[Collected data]
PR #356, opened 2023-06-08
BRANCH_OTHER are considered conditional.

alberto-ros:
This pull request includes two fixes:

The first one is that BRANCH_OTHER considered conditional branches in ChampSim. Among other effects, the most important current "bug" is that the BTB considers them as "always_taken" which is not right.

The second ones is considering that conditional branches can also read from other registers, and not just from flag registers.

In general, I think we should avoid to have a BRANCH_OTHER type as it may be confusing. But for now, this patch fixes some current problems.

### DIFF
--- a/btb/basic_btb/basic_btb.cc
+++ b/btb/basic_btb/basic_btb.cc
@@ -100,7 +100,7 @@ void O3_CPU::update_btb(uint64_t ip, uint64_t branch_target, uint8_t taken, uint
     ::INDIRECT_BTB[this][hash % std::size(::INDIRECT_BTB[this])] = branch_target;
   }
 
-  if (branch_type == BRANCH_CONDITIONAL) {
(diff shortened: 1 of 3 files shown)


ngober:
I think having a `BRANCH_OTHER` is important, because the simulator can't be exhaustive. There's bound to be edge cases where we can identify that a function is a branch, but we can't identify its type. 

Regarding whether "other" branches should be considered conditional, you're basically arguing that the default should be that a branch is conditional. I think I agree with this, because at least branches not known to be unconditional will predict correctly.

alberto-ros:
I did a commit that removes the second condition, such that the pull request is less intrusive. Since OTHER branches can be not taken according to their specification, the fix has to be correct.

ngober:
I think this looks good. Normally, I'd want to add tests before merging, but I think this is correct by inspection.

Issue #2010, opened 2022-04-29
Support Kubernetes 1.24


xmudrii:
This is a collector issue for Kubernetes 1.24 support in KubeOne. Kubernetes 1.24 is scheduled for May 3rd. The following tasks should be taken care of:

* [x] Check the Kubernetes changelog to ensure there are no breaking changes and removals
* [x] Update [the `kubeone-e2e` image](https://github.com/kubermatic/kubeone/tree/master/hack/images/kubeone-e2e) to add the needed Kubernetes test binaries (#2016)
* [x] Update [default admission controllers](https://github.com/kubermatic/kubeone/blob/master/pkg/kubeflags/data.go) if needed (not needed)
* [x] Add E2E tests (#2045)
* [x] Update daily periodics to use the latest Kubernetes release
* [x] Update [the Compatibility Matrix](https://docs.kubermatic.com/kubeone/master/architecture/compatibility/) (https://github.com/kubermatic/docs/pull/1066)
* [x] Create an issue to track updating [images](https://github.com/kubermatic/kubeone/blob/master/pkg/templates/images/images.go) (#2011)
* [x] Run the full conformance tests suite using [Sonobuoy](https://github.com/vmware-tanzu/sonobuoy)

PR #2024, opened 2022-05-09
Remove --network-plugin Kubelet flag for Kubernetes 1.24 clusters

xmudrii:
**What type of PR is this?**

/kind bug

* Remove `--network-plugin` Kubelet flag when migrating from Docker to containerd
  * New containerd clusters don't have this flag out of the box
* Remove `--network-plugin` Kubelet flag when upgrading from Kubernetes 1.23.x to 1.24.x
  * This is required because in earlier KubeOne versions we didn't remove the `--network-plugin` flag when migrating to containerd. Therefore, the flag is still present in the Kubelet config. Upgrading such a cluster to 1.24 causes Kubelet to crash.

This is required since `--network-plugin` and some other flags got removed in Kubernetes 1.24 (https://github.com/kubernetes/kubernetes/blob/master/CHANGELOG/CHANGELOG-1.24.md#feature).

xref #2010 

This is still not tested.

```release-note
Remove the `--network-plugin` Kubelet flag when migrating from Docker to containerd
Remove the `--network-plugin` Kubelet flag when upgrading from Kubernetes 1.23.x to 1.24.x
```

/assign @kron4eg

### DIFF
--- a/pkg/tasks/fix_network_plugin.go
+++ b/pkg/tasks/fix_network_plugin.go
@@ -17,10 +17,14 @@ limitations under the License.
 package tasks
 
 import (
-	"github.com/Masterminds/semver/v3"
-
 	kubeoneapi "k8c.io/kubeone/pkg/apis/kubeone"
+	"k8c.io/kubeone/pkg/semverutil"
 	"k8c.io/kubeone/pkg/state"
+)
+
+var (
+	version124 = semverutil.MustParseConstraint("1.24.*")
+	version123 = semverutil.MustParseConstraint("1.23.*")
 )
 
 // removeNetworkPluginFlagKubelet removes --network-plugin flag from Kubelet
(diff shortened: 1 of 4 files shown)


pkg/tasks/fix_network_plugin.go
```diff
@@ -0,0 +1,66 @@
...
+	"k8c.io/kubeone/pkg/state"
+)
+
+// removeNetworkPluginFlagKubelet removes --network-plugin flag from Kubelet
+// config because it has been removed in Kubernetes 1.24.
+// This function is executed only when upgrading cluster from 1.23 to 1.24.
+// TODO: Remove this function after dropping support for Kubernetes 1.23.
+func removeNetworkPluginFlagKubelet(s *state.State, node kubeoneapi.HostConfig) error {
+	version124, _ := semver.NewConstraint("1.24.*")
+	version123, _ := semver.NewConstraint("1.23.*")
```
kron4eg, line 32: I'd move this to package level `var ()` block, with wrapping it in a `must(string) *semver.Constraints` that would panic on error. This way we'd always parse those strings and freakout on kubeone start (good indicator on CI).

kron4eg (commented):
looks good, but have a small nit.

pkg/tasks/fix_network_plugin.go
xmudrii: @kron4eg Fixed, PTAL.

→ Directions
All the lines above need to be retyped exactly, with nothing left out.

→ Solution for this task
PR #356, opened 2023-06-08
BRANCH_OTHER are considered conditional.

alberto-ros:
This pull request includes two fixes:

The first one is that BRANCH_OTHER considered conditional branches in ChampSim. Among other effects, the most important current "bug" is that the BTB considers them as "always_taken" which is not right.

The second ones is considering that conditional branches can also read from other registers, and not just from flag registers.

In general, I think we should avoid to have a BRANCH_OTHER type as it may be confusing. But for now, this patch fixes some current problems.

### DIFF
--- a/btb/basic_btb/basic_btb.cc
+++ b/btb/basic_btb/basic_btb.cc
@@ -100,7 +100,7 @@ void O3_CPU::update_btb(uint64_t ip, uint64_t branch_target, uint8_t taken, uint
     ::INDIRECT_BTB[this][hash % std::size(::INDIRECT_BTB[this])] = branch_target;
   }
 
-  if (branch_type == BRANCH_CONDITIONAL) {
(diff shortened: 1 of 3 files shown)


ngober:
I think having a `BRANCH_OTHER` is important, because the simulator can't be exhaustive. There's bound to be edge cases where we can identify that a function is a branch, but we can't identify its type. 

Regarding whether "other" branches should be considered conditional, you're basically arguing that the default should be that a branch is conditional. I think I agree with this, because at least branches not known to be unconditional will predict correctly.

alberto-ros:
I did a commit that removes the second condition, such that the pull request is less intrusive. Since OTHER branches can be not taken according to their specification, the fix has to be correct.

ngober:
I think this looks good. Normally, I'd want to add tests before merging, but I think this is correct by inspection.

Issue #2010, opened 2022-04-29
Support Kubernetes 1.24


xmudrii:
This is a collector issue for Kubernetes 1.24 support in KubeOne. Kubernetes 1.24 is scheduled for May 3rd. The following tasks should be taken care of:

* [x] Check the Kubernetes changelog to ensure there are no breaking changes and removals
* [x] Update [the `kubeone-e2e` image](https://github.com/kubermatic/kubeone/tree/master/hack/images/kubeone-e2e) to add the needed Kubernetes test binaries (#2016)
* [x] Update [default admission controllers](https://github.com/kubermatic/kubeone/blob/master/pkg/kubeflags/data.go) if needed (not needed)
* [x] Add E2E tests (#2045)
* [x] Update daily periodics to use the latest Kubernetes release
* [x] Update [the Compatibility Matrix](https://docs.kubermatic.com/kubeone/master/architecture/compatibility/) (https://github.com/kubermatic/docs/pull/1066)
* [x] Create an issue to track updating [images](https://github.com/kubermatic/kubeone/blob/master/pkg/templates/images/images.go) (#2011)
* [x] Run the full conformance tests suite using [Sonobuoy](https://github.com/vmware-tanzu/sonobuoy)

PR #2024, opened 2022-05-09
Remove --network-plugin Kubelet flag for Kubernetes 1.24 clusters

xmudrii:
**What type of PR is this?**

/kind bug

* Remove `--network-plugin` Kubelet flag when migrating from Docker to containerd
  * New containerd clusters don't have this flag out of the box
* Remove `--network-plugin` Kubelet flag when upgrading from Kubernetes 1.23.x to 1.24.x
  * This is required because in earlier KubeOne versions we didn't remove the `--network-plugin` flag when migrating to containerd. Therefore, the flag is still present in the Kubelet config. Upgrading such a cluster to 1.24 causes Kubelet to crash.

This is required since `--network-plugin` and some other flags got removed in Kubernetes 1.24 (https://github.com/kubernetes/kubernetes/blob/master/CHANGELOG/CHANGELOG-1.24.md#feature).

xref #2010 

This is still not tested.

```release-note
Remove the `--network-plugin` Kubelet flag when migrating from Docker to containerd
Remove the `--network-plugin` Kubelet flag when upgrading from Kubernetes 1.23.x to 1.24.x
```

/assign @kron4eg

### DIFF
--- a/pkg/tasks/fix_network_plugin.go
+++ b/pkg/tasks/fix_network_plugin.go
@@ -17,10 +17,14 @@ limitations under the License.
 package tasks
 
 import (
-	"github.com/Masterminds/semver/v3"
-
 	kubeoneapi "k8c.io/kubeone/pkg/apis/kubeone"
+	"k8c.io/kubeone/pkg/semverutil"
 	"k8c.io/kubeone/pkg/state"
+)
+
+var (
+	version124 = semverutil.MustParseConstraint("1.24.*")
+	version123 = semverutil.MustParseConstraint("1.23.*")
 )
 
 // removeNetworkPluginFlagKubelet removes --network-plugin flag from Kubelet
(diff shortened: 1 of 4 files shown)


pkg/tasks/fix_network_plugin.go
```diff
@@ -0,0 +1,66 @@
...
+	"k8c.io/kubeone/pkg/state"
+)
+
+// removeNetworkPluginFlagKubelet removes --network-plugin flag from Kubelet
+// config because it has been removed in Kubernetes 1.24.
+// This function is executed only when upgrading cluster from 1.23 to 1.24.
+// TODO: Remove this function after dropping support for Kubernetes 1.23.
+func removeNetworkPluginFlagKubelet(s *state.State, node kubeoneapi.HostConfig) error {
+	version124, _ := semver.NewConstraint("1.24.*")
+	version123, _ := semver.NewConstraint("1.23.*")
```
kron4eg, line 32: I'd move this to package level `var ()` block, with wrapping it in a `must(string) *semver.Constraints` that would panic on error. This way we'd always parse those strings and freakout on kubeone start (good indicator on CI).

kron4eg (commented):
looks good, but have a small nit.

pkg/tasks/fix_network_plugin.go
xmudrii: @kron4eg Fixed, PTAL.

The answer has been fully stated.